OIL PRICES: NORTH SEA NIGHTMARE
Sir Ian Wood, the Aberdeen-based billionaire and energy industry veteran, has given warning that tumbling oil prices will have a "horrible effect" on North Sea prospects.
Sir Ian urged ministers to act urgently on proposed tax reforms to avoid damage to exploration and output. "We are at a pivotal time and what we must be very careful of is that we don't see the industry being damaged," he told the Financial Times in an interview.
"This is not an industry where you can say, 'OK, we'll slacken off for a couple of years and we'll pick up where we left off.' We'll lose key assets, we'll lose key people and we may even lose some of the confidence of investors that the North Sea really is an important medium-term play.
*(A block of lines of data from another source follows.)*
PR #119, opened 2024-10-26
api: add support for reading Pod IPs

aojea:
Allow NRI plugins to read the allocated IPs to the pod on the PodSandbox hooks. This is specially useful for networking daemons that depend on the Pod IPs assigned via CNI by the container runtime (service mesh, network policies, ... ) to create seamless integrations without having to modify the existing environment.

Existing network integrations use techniques like:

- CNI chaining (invasive) as the implementation needs to modify the existing deployment and can cause disruption due to mutations on the existing configurations https://github.com/Azure/AKS/issues/4385

- Read Pod Status, that is too late in the process, since the pod lifecycle does not update the pod status until the containers are running, but there are applications like network policy implemetnations or service meshes that needs this information before the pod is completely created (ref: https://github.com/kubernetes/kubernetes/issues/85966)

- Inspect the host namespaces to gather the information, that is very intrusive and not portable, creating a tighly coupling between the implementations.

Add a nri plugin that can be used as reference implementations for this integration, the nri plugin just log the interesting networking details of the pod (ips and network namespace) on the different hooks of the pod lifecucle.

## Container runtime dependencies

This feature requires the container runtime to pass to the nri plugin the IP information.

Containerd patch
```diff
diff --git a/internal/cri/nri/nri_api_linux.go b/internal/cri/nri/nri_api_linux.go
index 0adcd9d11..598e656b2 100644
--- a/internal/cri/nri/nri_api_linux.go
+++ b/internal/cri/nri/nri_api_linux.go
@@ -633,6 +633,14 @@ func (p *criPodSandbox) GetPid() uint32 {
        return p.pid
 }

+func (p *criPodSandbox) GetIPs() []string {
+       if p.IP == "" {
+               return nil
+       }
+       ips := append([]string{p.IP}, p.AdditionalIPs...)
+       return ips
+}
+
 //
 // NRI integration wrapper for CRI Containers
 //
diff --git a/internal/nri/sandbox.go b/internal/nri/sandbox.go
index 85d6178aa..15ad9538d 100644
--- a/internal/nri/sandbox.go
+++ b/internal/nri/sandbox.go
@@ -34,6 +34,7 @@ type PodSandbox interface {
        GetLinuxPodSandbox() LinuxPodSandbox

        GetPid() uint32
+       GetIPs() []string
 }

 type LinuxPodSandbox interface {
@@ -55,6 +56,7 @@ func commonPodSandboxToNRI(pod PodSandbox) *nri.PodSandbox {
[...]

PR #267, opened 2026-01-28
Implement support for PodSandboxStatus RPC

MikeZappa87:
This PR is to add PodSandboxStatus support to NRI. 

The idea to why we want to bring this RPC in now is that we want to try and begin the process to deprecate the CNI and we need a way to return Pod IP's back to the kubelet. Without this we ether need to come up with a new RPC outside of NRI or experiment directly in the kubelet. Using NRI seems to be the best place right now. This is why the PodSandboxStatusResponse type only returns pod ip addresses, its open to more fields be added. 

I put together this branch in containerd that brings this NRI branch in and disables the CNI as a test bed. 

https://github.com/containerd/containerd/compare/main...MikeZappa87:containerd:mzappa/knext


LionelJouin:
This is a great thing to add, thanks @MikeZappa87 !

/cc @aojea @squeed @mskrocki

pkg/api/api.proto
```diff
@@ -224,6 +228,20 @@ message UpdatePodSandboxRequest {
 
 message UpdatePodSandboxResponse {}
 
+message PodSandboxStatusRequest {
+  // Pod being queried for status.
+  PodSandbox pod = 1;
+  // Whether verbose information should be returned.
+  bool verbose = 2;
```
klihub: nit: Do we use this for something at this point ? If not, we could just leave it out and add it if/once we need and start using it then.

pkg/api/api_ttrpc.pb.go-e
```diff
@@ -0,0 +1,276 @@
+// Code generated by protoc-gen-go-ttrpc. DO NOT EDIT.
```
klihub: Was this git mv'd then accidentally committed (I mean it's a `.go-e`) ?

pkg/adaptation/adaptation.go
```diff
@@ -238,6 +238,29 @@ func (r *Adaptation) UpdatePodSandbox(ctx context.Context, req *UpdatePodSandbox
...
+	for _, plugin := range r.plugins {
+		pluginRsp, err := plugin.podSandboxStatus(ctx, req)
+		if err != nil {
+			return nil, err
+		}
+		// Use the last plugin's non-empty IP response
+		if pluginRsp != nil && (pluginRsp.Ip != "" || len(pluginRsp.AdditionalIps) > 0) {
+			rsp = pluginRsp
+		}
+	}
```
klihub: What is the reason for the chosen semantics wrt. multiple plugins ? Especially for the who comes later wins overriding everything, even if the former set only one attribute and the latter only the other, in which case a(n AFAICT) non-conflicting setting is silently lost.

I think we should consider having a similar (or using the same) conflict detection/resolution mechanism as we have/do for containers. Even if we don't put it fully in place now/yet, we could try faking it here with something like...

```golang
func (r *Adaptation) PodSandboxStatus(ctx context.Context, req *PodSandboxStatusRequest) (*PodSandboxStatusResponse, error) {
	r.Lock()
	defer r.Unlock()
	defer r.removeClosedPlugins()

    var (
        rsp                = &PodSandboxStatusResponse{}
        ipOwner            = ""
        additionalIpsOwner = ""
    )
    
	for _, plugin := range r.plugins {
		pluginRsp, err := plugin.podSandboxStatus(ctx, req)
		if err != nil {
			return nil, err
		}
        if pluginRsp == nil || (pluginRsp.Ip == "" && len(pluginRsp.AdditionaIps) == 0) {
            continue
        }
        if pluginRsp.Ip != "" {
            if ipOwner != "" {
                return nil, fmt.Errorf("plugins %q and %q both tried to set PodSandboxStatus IP address field", ipOwner, plugin.name()
            }
            rsp.Ip = pluginRsp.Ip
            rsp.ipOwner = plugin.name()
        } 
        if len(pluginRsp.AdditionalIps) > 0 {
            if additionalIpOwner != "" {
                return nil, fmt.Errorf("plugins %q and %q both tried to set PodSandboxStatus additional IP addresses field", additionalIpOwner, plugin.name()) 
            }
            rsp.AdditionalIps = pluginRsp.AdditionalIps
            additionaIpsOwner = plugin.name()
        }
	}

    return rsp, nil
}
```

klihub (commented):
I have a few questions about the chosen semantics. But it might be that I just lack the necessary context here...

pkg/adaptation/adaptation.go
MikeZappa87: This is I am going to change. I did this for the PR. I had a to do note to fix. Will resolve

pkg/api/api_ttrpc.pb.go-e
MikeZappa87: This was part of the generated code, I thought it went with the change. I had to make a change in the make file to generate the go files since I am on a mac.

pkg/stub/stub.go
```diff
@@ -93,6 +93,14 @@ type PostUpdatePodInterface interface {
 	PostUpdatePodSandbox(context.Context, *api.PodSandbox) error
 }
 
+// PodSandboxStatusInterface handles PodSandboxStatus API requests.
+type PodSandboxStatusInterface interface {
+	// PodSandboxStatus relays a PodSandboxStatus request to the plugin.
+	// The plugin can return modified IP addresses for the pod sandbox.
+	// Returns: primary IP, additional IPs, error
+	PodSandboxStatus(context.Context, *api.PodSandbox) (string, []string, error)
```
MikeZappa87: @klihub we probably want to modify this signature or leave it? Not sure if want an envelope type here to reduce future changes?

klihub: > @klihub we probably want to modify this signature or leave it? Not sure if want an envelope type here to reduce future changes?

Yeah, since this feels like it might get more fields added later, either just return a *api.PodSandboxStatusResponse in the stub interface, or then a wrapping/envelope type like 

```proto
message PodSandboxStatus {
    string ip = 1;
    repeated strings additional_ips = 2;
}
```

with a corresponding `PodSandboxStatus status = 1;` field in the `PodSandboxStatusResponse` message, so then it is easy to extend this later with more fields. And you'd return a `(*api.PodSandboxStatus, error)` in the corresponding stub interface.

This is especially compelling, if that status might see some use on the plugin input side, or other context, some day. IOW if in some cases we could/would need to pass the same/similar info to plugins as input as well. Then it feels like a natural choice to have a dedicated wrapping type/message for it.

I guess there could be a third alternative too, which would be to limit the scope more closely/explicitly to network setup and then have this visible in naming too. IOW, to call these something else than a generic `PodSandboxStatus`, both in the RPC call and in the message name(s). But that's orthogonal to the 'what we should return from the stub interface' question of yours.

pkg/adaptation/adaptation.go
```diff
@@ -238,6 +238,47 @@ func (r *Adaptation) UpdatePodSandbox(ctx context.Context, req *UpdatePodSandbox
...
+			return nil, err
+		}
+		if pluginRsp == nil || (pluginRsp.Ip == "" && len(pluginRsp.AdditionalIps) == 0) {
+			continue
+		}
+		if pluginRsp.Ip != "" {
+			if ipOwner != "" {
+				return nil, fmt.Errorf("plugins %q and %q both tried to set PodSandboxStatus IP address field", ipOwner, plugin.name())
+			}
+			rsp.Ip = pluginRsp.Ip
```
aojea: we already return the pod ips https://github.com/containerd/nri/pull/119 , do you need anything else from the Status?

aojea: oh, ok, this is not for read, this is for update ... this has a high risk of causing problems with the runtimes, last time I checked I think that crio and containerd both had different hooks for the container IP setting and the NRI hook ... first of all I think that we should define the contract between the NRI hooks and the runtimes of at what point one thing is executed ... I added integration tests in containerd to ensure the current defined order and lifecycle is respected and does not break https://github.com/containerd/containerd/pull/11331 but we should do the same exercise in crio to avoid drifting the runtimes

pkg/adaptation/adaptation.go
```diff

We must avoid that."
Danny Alexander, chief secretary to the Treasury, met oil industry executives in Aberdeen on Thursday to discuss changes outlined in the government's Autumn Statement, including a cut in the supplementary charge levied on companies' profits from 32 to 30 per cent.
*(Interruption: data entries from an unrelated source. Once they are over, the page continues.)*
PR #268, opened 2026-02-03
runtime-tools: log container adjustments.

klihub:
This PR implements NRI audit logging for OCI Spec adjustments, which has been identified as one of the missing things we need to add (be)for(e) a v1.0. This patch
- adds an extended generator option for runtimes to set an external audit event logger, and
- updates the generator to use the configured logger for audit messages when an OCI Spec is adjusted

Here are updated trees for contained and CRI-O:
- [containerd](https://github.com/klihub/containerd/commits/devel/main/nri-audit-logging)
- [cri-o](https://github.com/klihub/cri-o/commits/devel/main/nri-audit-logging)

### DIFF
--- a/pkg/adaptation/adaptation.go
+++ b/pkg/adaptation/adaptation.go
@@ -231,7 +231,7 @@ func (r *Adaptation) UpdatePodSandbox(ctx context.Context, req *UpdatePodSandbox
 	for _, plugin := range r.plugins {
 		_, err := plugin.updatePodSandbox(ctx, req)
 		if err != nil {
-			return nil, err
+			return nil, pluginError(plugin, err)
 		}
 	}
 
@@ -257,7 +257,7 @@ func (r *Adaptation) RemovePodSandbox(ctx context.Context, evt *StateChangeEvent
 }
 
 // CreateContainer relays the corresponding CRI request to plugins.
-func (r *Adaptation) CreateContainer(ctx context.Context, req *CreateContainerRequest) (*CreateContainerResponse, error) {
+func (r *Adaptation) CreateContainer(ctx context.Context, req *CreateContainerRequest) (*CreateContainerResponse, *api.OwningPlugins, error) {
 	r.Lock()
 	defer r.Unlock()
 	defer r.removeClosedPlugins()
@@ -280,15 +280,20 @@ func (r *Adaptation) CreateContainer(ctx context.Context, req *CreateContainerRe
 		}
 		rpl, err := plugin.createContainer(ctx, req)
 		if err != nil {
-			return nil, err
+			return nil, nil, pluginError(plugin, err)
 		}
 		err = result.apply(rpl, plugin.name())
 		if err != nil {
-			return nil, err
+			return nil, nil, err
 		}
 	}
 
-	return r.validateContainerAdjustment(ctx, validate, result)
+	rpl, err := r.validateContainerAdjustment(ctx, validate, result)
+	if err != nil {
+		return nil, nil, err
+	}
+
+	return rpl, result.owners, nil
 }
 
 // PostCreateContainer relays the corresponding CRI event to plugins.
@@ -319,7 +324,7 @@ func (r *Adaptation) UpdateContainer(ctx context.Context, req *UpdateContainerRe
 	for _, plugin := range r.plugins {
 		rpl, err := plugin.updateContainer(ctx, req)
 		if err != nil {
-			return nil, err
+			return nil, pluginError(plugin, err)
 		}
 		err = result.apply(rpl, plugin.name())
 		if err != nil {
@@ -346,7 +351,7 @@ func (r *Adaptation) StopContainer(ctx context.Context, req *StopContainerReques
 	for _, plugin := range r.plugins {
 		rpl, err := plugin.stopContainer(ctx, req)
 		if err != nil {
-			return nil, err
+			return nil, pluginError(plugin, err)
 		}
 		err = result.apply(rpl, plugin.name())
 		if err != nil {
@@ -376,7 +381,7 @@ func (r *Adaptation) StateChange(ctx context.Context, evt *StateChangeEvent) err
 	for _, plugin := range r.plugins {
 		err := plugin.StateChange(ctx, evt)
 		if err != nil {
-			return err
+			return pluginError(plugin, err)
 		}
 	}
 
@@ -719,4 +724,11 @@ func (b *PluginSyncBlock) Unblock() {
 		b.r.syncLock.RUnlock()
 		b.r = nil
 	}
+}
+
+func pluginError(plugin *plugin, err error) error {
+	if err == nil {
+		return nil
+	}
+	return fmt.Errorf("plugin %q: %w", plugin.name(), err)
 }
--- a/pkg/api/owners.go
+++ b/pkg/api/owners.go
@@ -49,7 +49,7 @@ func (o *OwningPlugins) ClaimHooks(id, plugin string) error {
 }
 
 func (o *OwningPlugins) HooksOwner(id string) (string, bool) {
-	return o.ownersFor(id).simpleOwner(Field_OciHooks.Key())
+	return o.ownersFor(id).SimpleOwner(Field_OciHooks.Key())
 }
 
 func (o *OwningPlugins) ClearHooks(id, plugin string) {
@@ -148,7 +148,7 @@ func (f *FieldOwners) ClaimHooks(plugin string) error {
 }
 
 func (f *FieldOwners) HooksOwner() (string, bool) {
-	return f.simpleOwner(Field_OciHooks.Key())
+	return f.SimpleOwner(Field_OciHooks.Key())
 }
 
 func (f *FieldOwners) ClearHooks(plugin string) {
@@ -175,7 +175,7 @@ func (f *FieldOwners) ClearRdt(plugin string) {
 }
 
 func (f *FieldOwners) accumulateSimple(field int32, plugin string) {
-	old, ok := f.simpleOwner(field)
+	old, ok := f.SimpleOwner(field)
 	if ok {
 		plugin = old + "," + plugin
 	}
@@ -200,7 +200,7 @@ func (f *FieldOwners) compoundOwnerMap(field int32) (map[string]string, bool) {
 	return m.Owners, true
 }
 
-func (f *FieldOwners) compoundOwner(field int32, key string) (string, bool) {
+func (f *FieldOwners) CompoundOwner(field int32, key string) (string, bool) {
 	if f == nil {
 		return "", false
 	}
@@ -214,7 +214,7 @@ func (f *FieldOwners) compoundOwner(field int32, key string) (string, bool) {
 	return plugin, ok
 }
 
-func (f *FieldOwners) simpleOwner(field int32) (string, bool) {
+func (f *FieldOwners) SimpleOwner(field int32) (string, bool) {
 	if f == nil {
 		return "", false
 	}
--- a/pkg/runtime-tools/generate/generate.go
+++ b/pkg/runtime-tools/generate/generate.go
@@ -44,6 +44,7 @@ type UnderlyingGenerator interface {
 	AddPostStopHook(postStopHook rspec.Hook)
 	AddPreStartHook(preStartHook rspec.Hook)
 	AddProcessEnv(name, value string)
+	AddProcessRlimits(typ string, hard, soft uint64)
 	AddLinuxResourcesDevice(allow bool, devType string, major, minor *int64, access string)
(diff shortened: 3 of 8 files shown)


mikebrow (commented):
Cool.. Maybe add a little more detail to the short explanation in the [README.md](https://github.com/containerd/nri/blob/main/README.md#wrapped-oci-spec-generator) maybe links to the containerd/crio use of these opts.  (where the integration test happens)

pkg/runtime-tools/generate/generate.go
```diff
@@ -222,11 +239,30 @@ func (g *Generator) AdjustEnv(env []*nri.KeyValue) {
 			}
 			if m, ok := mod[keyval[0]]; ok {
 				delete(mod, keyval[0])
-				if _, marked := m.IsMarkedForRemoval(); !marked {
+				if key, marked := m.IsMarkedForRemoval(); !marked {
+					g.log(AuditAddProcessEnv,
+						Fields{
+							"value.name":  m.Key,
+							"value.value": m.Value,
```
chrishenzie: I think we may want to omit logging env var values since this could potentially leak secrets.

pkg/api/owners.go
```diff
@@ -684,7 +684,7 @@ func (f *FieldOwners) Conflict(field int32, plugin, other string, qualifiers ...
 		plugin, other, qualify(field, qualifiers...))
 }
 
-func (f *FieldOwners) compoundOwnerMap(field int32) (map[string]string, bool) {
+func (f *FieldOwners) CompoundOwnerMap(field int32) (map[string]string, bool) {
```
chrishenzie: I don't think this method is used in the generator so it could remain unexported.

pkg/runtime-tools/generate/generate.go
```diff
@@ -148,6 +151,20 @@ func WithCDIDeviceInjector(fn func(*rspec.Spec, []string) error) GeneratorOption
...
+// WithLogger specifies a function for logging (audit) messages.
+func WithLogger(logger Logger, owners *nri.FieldOwners) GeneratorOption {
+	return func(g *Generator) {
+		g.logger = logger
+		g.owners = owners
+	}
+}
+
+// Fields can be used to pass extra information for logged messages.
+type Fields = map[string]any
```
chrishenzie, line 163: If this is a `map`, how do we ensure deterministic ordering of logged fields? Is that an exercise left for the `Logger`?

pkg/runtime-tools/generate/generate.go
```diff
@@ -222,11 +239,30 @@ func (g *Generator) AdjustEnv(env []*nri.KeyValue) {
 			}
 			if m, ok := mod[keyval[0]]; ok {
 				delete(mod, keyval[0])
-				if _, marked := m.IsMarkedForRemoval(); !marked {
+				if key, marked := m.IsMarkedForRemoval(); !marked {
+					g.log(AuditAddProcessEnv,
+						Fields{
+							"value.name":  m.Key,
```
chrishenzie, line 245: It depends on the `Logger` implementation, but this `value.` prefix will produce longer lines. Is the idea here for the `Logger` to parse this prefix in order to potentially handle these fields a certain way?

pkg/adaptation/adaptation.go
```diff
@@ -257,7 +257,7 @@ func (r *Adaptation) RemovePodSandbox(ctx context.Context, evt *StateChangeEvent
 }
 
 // CreateContainer relays the corresponding CRI request to plugins.
-func (r *Adaptation) CreateContainer(ctx context.Context, req *CreateContainerRequest) (*CreateContainerResponse, error) {
+func (r *Adaptation) CreateContainer(ctx context.Context, req *CreateContainerRequest) (*CreateContainerResponse, *api.OwningPlugins, error) {
```
chrishenzie, line 260: Can you provide more context why we need to return the `OwningPlugins`?

pkg/runtime-tools/generate/generate.go
klihub: Yes. This is (expected to be) ultimately passed on to slog, logrus, or some other structured logger and then they deal with it as they see fit. This not different in any way from how you would expect (or not expect) a `log.G(ctx).WithFields(Fields{...})` in containerd core code to result in deterministic logging order.

pkg/runtime-tools/generate/generate.go
klihub: No, the idea is to avoid conflicting with some existing key in an outer logging context. In this particular instance, to avoid a known conflict in CRI-O, which uses the `name` key to put the container name in the logging context, so that every logged message has (among others) also the name of the associated container. There would certainly be other ways to try avoiding it, and it would also be possible to not log adjustments this way but as a single value formatted with `%v`. The approach taken here is just one possibility.

klihub: But `nri.plugin` could really just be `plugin` everywhere. I really don't think that could conflict with anything already in the context.

pkg/runtime-tools/generate/generate.go
klihub: Replaced it with a `<value omitted>`.

pkg/adaptation/adaptation.go
klihub: The approach taken by this PR is to log adjustments to the OCI Spec as/when they are made.

Therefore we need to pass ownership information along with the actual adjustment results, so we can eventually shove it in our `runtime-tools/generator` wrapper which then will use this new information to pull out the responsible/source plugin when it logs OCI Spec changes as they are being made.

With everything else staying the same (so still the same approach by large), one alternative to this detail would be to add a new `OwningPlugins owners = 4;` to the `CreateContainerResponse` message in `api.proto`, document that it is for the runtime with anything filled in on the stub/plugin side simply getting ignored, and then instead of returning it separately here, just set that new response.Owner field to it and let it travel in the response alongside with the rest of the data.

pkg/runtime-tools/generate/generate.go
samuelkarp: The `Logger` can also add prefixes or adjust as necessary, especially if we have well-known fields here. I don't think we need to think too hard about collision.  The `Logger` could unconditionally prefix `nri.` on every `Field` key.

pkg/runtime-tools/generate/generate.go
```diff
@@ -222,11 +239,30 @@ func (g *Generator) AdjustEnv(env []*nri.KeyValue) {
...
+							"value.value": "<value omitted>",
```
samuelkarp, line 246:
```suggestion
							"value.value": "<removed>",
```
might be more clear.

Though `<removed>` (or any string we pick here) could be an actual value. Might be worth making sure the value name has a `-` prefix?

pkg/runtime-tools/generate/generate.go
samuelkarp: It's worth considering here whether we want a map or to have named fields. A lot of the lines in this diff use the same names (`value.name`, `value.value`, `nri.plugin`).

klihub: The repetitive logging of value.name, value.value in most of the cases is due to most of the adjusted fields having scalar values.

By 'named fields' do you mean a struct that has as fields the 'union' of all possible fields (IOW now keys) that we log for various adjustments, and then set those fields in a struct instead as opposed to key/value pairs in a map ?

Wouldn't that be a bit unnatural as the provided logger function is just acting as a postman towards a structured logger ? And wouldn't it also force the logger function to have to interpret the struct, so it can pick only the fields set and pass them on to a structured logger ?

pkg/runtime-tools/generate/generate.go
klihub: The "value omitted" content is an attempt to indicate that we do not log the value of environment variables. @chrishenzie was concerned about possibly logging secrets in the environment, so I changed it to this.

But my impression is that your comment is about a different context, when we remove environment values. But those we log with a different message and only with the variable name included. But did I misinterpret your comment ?

pkg/api/owners.go
klihub: I only exported it because I think it should have been exported already initially for (the convenience of) custom validating plugins. But it's true that it is not required by this PR, so I reverted it to be unexported.

pkg/runtime-tools/generate/generate.go
```diff
@@ -836,3 +1165,78 @@ func (g *Generator) initConfigLinuxIntelRdt() {
...
+	if g.logger != nil {
+		g.logger(event, fields)
+	}
+}
+
+func (g *Generator) simpleOwner(field nri.Field) string {
+	owner := "unknown"
+
+	if g.owners != nil {
+		owner, _ = g.owners.SimpleOwner(field.Key())
```
chrishenzie: If this doesn't find a plugin, this will return `""`, which should override `"unknown"` above

pkg/runtime-tools/generate/generate.go
```diff
@@ -836,3 +1165,78 @@ func (g *Generator) initConfigLinuxIntelRdt() {
...
+	AuditSetProcessArgs             = "set process arguments"
+	AuditRemoveAnnotation           = "remove annotation"
+	AuditAddAnnotation              = "add annotation"
+	AuditAddOCIHook                 = "add OCI hook"
+	AuditSetLinuxCPUPeriod          = "set linux CPU period"
+	AuditSetLinuxCPUQuota           = "set linux CPU quota"
+	AuditSetLinuxCPUShares          = "set linux CPU shares"
+	AuditSetLinuxCPUSetCPUs         = "set linux cpuset CPUs"
+	AuditSetLinuxCPUSetMems         = "set linux cpuset mems"
+	AuditSetLinuxCPURealtimeRuntime = "set linux cpuset mems"
```
chrishenzie: Should this be `"set linux CPU realtime runtime"`?

pkg/runtime-tools/generate/generate.go
```diff
@@ -836,3 +1165,78 @@ func (g *Generator) initConfigLinuxIntelRdt() {
...
+	AuditSetLinuxCPURealtimePeriod  = "set linux cpuset mems"
```
chrishenzie: Should this be `"set linux CPU realtime period"`?

pkg/runtime-tools/generate/generate_suite_test.go
```diff
@@ -42,12 +96,14 @@ var _ = Describe("Adjustment", func() {
 				adjust *api.ContainerAdjustment
 			)
 
+			al := newLogger()
 			rg := &rgen.Generator{Config: spec}
-			xg := xgen.SpecGenerator(rg)
+			xg := xgen.SpecGenerator(rg, xgen.WithLogger(al.Log, nil))
```
chrishenzie, line 103: It looks like `owners` is `nil` for all of these logger instantiations. Do we want any cases that pass in owners to verify the `nri.plugin` is correct?

chrishenzie (dismissed):

pkg/runtime-tools/generate/generate.go
klihub: Okay, I assume you'd prefer `"unknown"` owner not to be overridden with an empty one, so I updated it to work like that. And made the same change for identical code in `compoundOwner`.

pkg/runtime-tools/generate/generate.go
klihub: Thanks for spotting this. Fixed.

pkg/runtime-tools/generate/generate.go
klihub: Thanks for spotting. Fixed.

pkg/runtime-tools/generate/generate_suite_test.go
klihub: Yes, we should. I added owning/nri.plugin verification to tests.

klihub:
@chrishenzie Added test cases. PTAL.

pkg/runtime-tools/generate/generate.go
```diff
@@ -836,3 +1165,84 @@ func (g *Generator) initConfigLinuxIntelRdt() {
...
+			owner = o
+		}
+	}
+
+	return owner
+}
+
+// Audit 'events' we use in logged audit messages.
+const ( //nolint:revive
+	AuditRemoveProcessEnv           = "remove environment variable"
```
samuelkarp, line 1203: These are all human-readable strings, but I think it'd actually be more valuable to have something that's closer to the actual field adjustment.  For example, `process.env` which matches the JSON path in the OCI bundle.  For being the most precise, I think we might want something as expressive as [JSON Patch](https://jsonpatch.com/) ([RFC 6902](https://datatracker.ietf.org/doc/html/rfc6902/)); this could describe the exact modification that a plugin is making.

The Treasury said in a document published on Thursday that it would consult on introducing a "basin-wide" investment allowance to simplify and replace a complex system of offshore field allowances that had deterred investment. It would look at options to encourage exploration through the tax system, such as a tax credit, and there would be support for seismic surveys in under-explored areas of the UK continental shelf.
This week's measures follow the publication of a report by Sir Ian in February which called for a "tripartite approach" of closer co-operation between the Treasury, Department of Energy and Climate Change and the oil companies, designed to maximise recovery from the North Sea.
Industry figures show that, while investment has risen to record levels, total North Sea oil and gas production for the first 10 months of 2014 was 348m barrels of oil equivalent, or 1.43m boe per day — down 1 per cent on the same period last year, extending a longer-term decline.
The near 40 per cent slide in crude prices since mid-June is likely to curtail capital expenditure plans. Sir Ian said the plunge in the price of Brent to $70 a barrel would have "a horrible effect" and the industry would respond by cutting costs wherever it could. "Some fields will probably close down," he said.
"The North Sea is a mature region. It's quite an expensive region, which is in reasonable shape in high prices, but in very difficult shape in what is now effectively towards the lower end of the price market."
Sir Ian and other executives welcome the government's proposals to reform investment allowances. Mr Alexander said the cut to the supplementary charge sent a "vitally important signal", adding: "We will not stop there."
However, James Edens, managing director of Canadian Natural Resources, told the minister: "The speed of change here is too slow. The worldwide competition for capital is too intense. You must speed up; you must accelerate. The basin won't survive if you don't."
Glen Cayley, upstream director for Shell UK, said that while this week's measures reflected dialogue with the industry, "with the new low oil price we are all looking again at affordability; we are all looking again at how competitive investing in the North Sea is."
Alistair Dunbar, oil and gas tax specialist at PwC in Aberdeen, said of the proposed reforms: "It remains to be seen if there is appropriate balance between the benefit of simplicity and the need to encourage investment. In particular, there will be concern to ensure that the new approach can cater for the larger, more difficult projects that were supported by the previous approach of complex specific allowances."